4. Quality-control plots:

  • new_instance.boxplots() will create boxplots of logged protein-, PTM-, peptidoform and pathway-level abundances. Extremely large values indicate potential overfitting. Tightening (decreasing) the peptide FDR threshold (peptide_BHFDR arguement in doAnalysis) or decreasing model complexity may improve overfitting.
  • If contrasts have been made (see step 5), new_instance.volcanoes(plot_type = 'protein',residue = 'any') will create protein-level volcano plots (log2(fold changes) vs. -log10(BHFDR)). plot_type can also be 'ptm' to show all PTMs or a string denoting a specfic PTM type (as written in input peptide lists), or 'pathway'. If plot_type = 'ptm', residue can equal any string of single-letter amino acids to plot only PTMs on those residues (E.g. residue = 'NQR').
  • Protein fold change VS PTM fold change plot can be made with:

::

new_instance.proteinVSptm(ptm_type,          # String deonting PTM type to graph (as written in peptide list input files).
                         residue = 'any',    # String containing single-letter amino acid denoting which residues to plot.
                         exp = 1,            # Index for numerator in fold change calculation.
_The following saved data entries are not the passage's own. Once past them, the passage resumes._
PR #417, opened 2023-04-14
Prevent order state from going back in time for app

### LINKED ISSUE #336: We have a DLC but were unable to set the order to filled
When opening a dlc from the phone, the filling order can not be found in the database. No other error messages were seen in the logs until the point where the order is fetched by state.

Note, this is only happening on the App released on TestFlight build 46 and is not reproducible on the simulator.

```
| 2023-03-27 13:59:57.455 | LogLevel.DEBUG | New message from orderbook 
| 2023-03-27 13:59:57.456 | LogLevel.INFO | Received match from orderbook 
| 2023-03-27 13:59:59.156 | LogLevel.INFO | Sent trade request to coordinator successfully 
| 2023-03-27 14:00:13.512 | LogLevel.DEBUG | Processing DLC channel message 
| 2023-03-27 14:00:13.534 | LogLevel.INFO | Accepting DLC channel offer 
| 2023-03-27 14:00:34.095 | LogLevel.DEBUG | Processing DLC channel message 
| 2023-03-27 14:00:34.256 | LogLevel.DEBUG | Sending DLC channel message 
| 2023-03-27 14:00:34.257 | LogLevel.ERROR | Critical Error! We have a DLC but were unable to set the order to filled: There is no order in state filled in the database 
```

luckysori:
Fixes #336.

Tested it at least once and it works™️.

### DIFF
--- a/mobile/native/src/db/mod.rs
+++ b/mobile/native/src/db/mod.rs
@@ -114,6 +114,23 @@ pub fn insert_order(order: trade::order::Order) -> Result<trade::order::Order> {
 
 pub fn update_order_state(order_id: Uuid, order_state: trade::order::OrderState) -> Result<()> {
     let mut db = connection()?;
+
+    // We should not walk back the state of orders in general. Here we specifically want to prevent
+    // `Filling` orders from going back to `Open`.
+    if let trade::order::OrderState::Open = order_state {
+        let order = get_order(order_id)?;
+        let current_state = order.state;
+
+        use crate::trade::order::OrderState::*;
+        if let Rejected | Open | Filling { .. } | Failed { .. } | Filled { .. } = current_state {
+            tracing::debug!(
+                ?current_state,
+                "Ignoring order update; Open state is old news"
+            );
+            return Ok(());
+        };
+    }
+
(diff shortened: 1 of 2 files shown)


klochowicz (approved):

mobile/native/src/db/mod.rs
```diff
@@ -114,6 +114,23 @@ pub fn insert_order(order: trade::order::Order) -> Result<trade::order::Order> {
 
 pub fn update_order_state(order_id: Uuid, order_state: trade::order::OrderState) -> Result<()> {
     let mut db = connection()?;
+
```
klochowicz, line 117: Shall we also prevent going from a final state back to an open state?

luckysori: Maybe the comment is confusing, because what you propose is what we are doing.

With the comment I just wanted to highlight that we are preventing a specific scenario that has happened to us: filling to open. But we are _also_ preventing final state to open.

klochowicz: yup, got confused by the comment!

luckysori: Do adapt it if you think it's important 😃 But I need to 💤 now.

Defaults to 1 (i.e. second column).
                         ctrl = 0,           # Index for denominator in fold change calculation. Defaults to 0 (i.e. first column). Ignored if continuous = True.
                         continuous = False  # Bool denoting whether variable in column indicated by exp is continuous. 
                         )

5. Contrasts and significance testing

Significance testing comparing all treatments to a single control group can be performed using new_instance.doContrasts() as follows:

::

new_instance.doContrasts(Contrasted,      # String denoting which contrasts to test. Can be either 'protein', 'ptm', 'other' or 'pathway'. Defaults to 'protein'.
                         ctrl,            # Int denoting which column to use as the control group. Defaults to 0, meaning the first column. Ignored if continuous = True.
                         propagateErrors, # Bool deonting whether to propagate control group errors into experimental group errors (using square root of sum of squares) for t-statistic calculation (Welch's t-test). Defualts to False.
                         UseBayesFactors,  # Bool denoting whether to use Bayes Factors rather than p-values. Still needs testing. Defaults to False.
                         continuous        # Bool denoting whether variable to be contrasted is continuous and test should be only to see if it is significantly different from zero.
                         )

This will add the Contrasted dataframe property to new_instance that can be inspected and manipulated by new_instance.Contrasted.

6. Load previous analysis

A previous BayesENproteomics instance (we'll stick with our example, new_instance) can be loaded using new_instance.load(), provided that new_instance is defined as in step 1. new_instance.load() will look for the folder created during step 1 (named using the output_name arguement). If this folder cannot be found, an error will be raised.